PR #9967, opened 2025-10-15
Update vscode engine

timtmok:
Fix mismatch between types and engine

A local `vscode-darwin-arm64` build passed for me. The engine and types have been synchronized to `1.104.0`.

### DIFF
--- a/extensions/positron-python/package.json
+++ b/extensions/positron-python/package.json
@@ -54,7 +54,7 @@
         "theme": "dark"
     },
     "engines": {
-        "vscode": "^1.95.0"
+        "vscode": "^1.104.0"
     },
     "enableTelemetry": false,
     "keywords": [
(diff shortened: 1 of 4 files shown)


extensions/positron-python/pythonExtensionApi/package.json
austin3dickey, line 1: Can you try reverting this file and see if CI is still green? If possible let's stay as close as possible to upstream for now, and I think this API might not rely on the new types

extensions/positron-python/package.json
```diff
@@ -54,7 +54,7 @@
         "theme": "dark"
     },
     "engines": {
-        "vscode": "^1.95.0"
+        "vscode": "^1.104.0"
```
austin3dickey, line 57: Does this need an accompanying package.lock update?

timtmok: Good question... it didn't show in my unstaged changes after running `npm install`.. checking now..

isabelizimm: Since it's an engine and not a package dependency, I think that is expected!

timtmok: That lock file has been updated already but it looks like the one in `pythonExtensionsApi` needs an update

■ **EXERCISE GOAL**: Retype the data in full, precisely as given.

■ **ANSWER TO THIS PROBLEM**:
PR #9967, opened 2025-10-15
Update vscode engine

timtmok:
Fix mismatch between types and engine

A local `vscode-darwin-arm64` build passed for me. The engine and types have been synchronized to `1.104.0`.

### DIFF
--- a/extensions/positron-python/package.json
+++ b/extensions/positron-python/package.json
@@ -54,7 +54,7 @@
         "theme": "dark"
     },
     "engines": {
-        "vscode": "^1.95.0"
+        "vscode": "^1.104.0"
     },
     "enableTelemetry": false,
     "keywords": [
(diff shortened: 1 of 4 files shown)


extensions/positron-python/pythonExtensionApi/package.json
austin3dickey, line 1: Can you try reverting this file and see if CI is still green? If possible let's stay as close as possible to upstream for now, and I think this API might not rely on the new types

extensions/positron-python/package.json
```diff
@@ -54,7 +54,7 @@
         "theme": "dark"
     },
     "engines": {
-        "vscode": "^1.95.0"
+        "vscode": "^1.104.0"
```
austin3dickey, line 57: Does this need an accompanying package.lock update?

timtmok: Good question... it didn't show in my unstaged changes after running `npm install`.. checking now..

isabelizimm: Since it's an engine and not a package dependency, I think that is expected!

timtmok: That lock file has been updated already but it looks like the one in `pythonExtensionsApi` needs an update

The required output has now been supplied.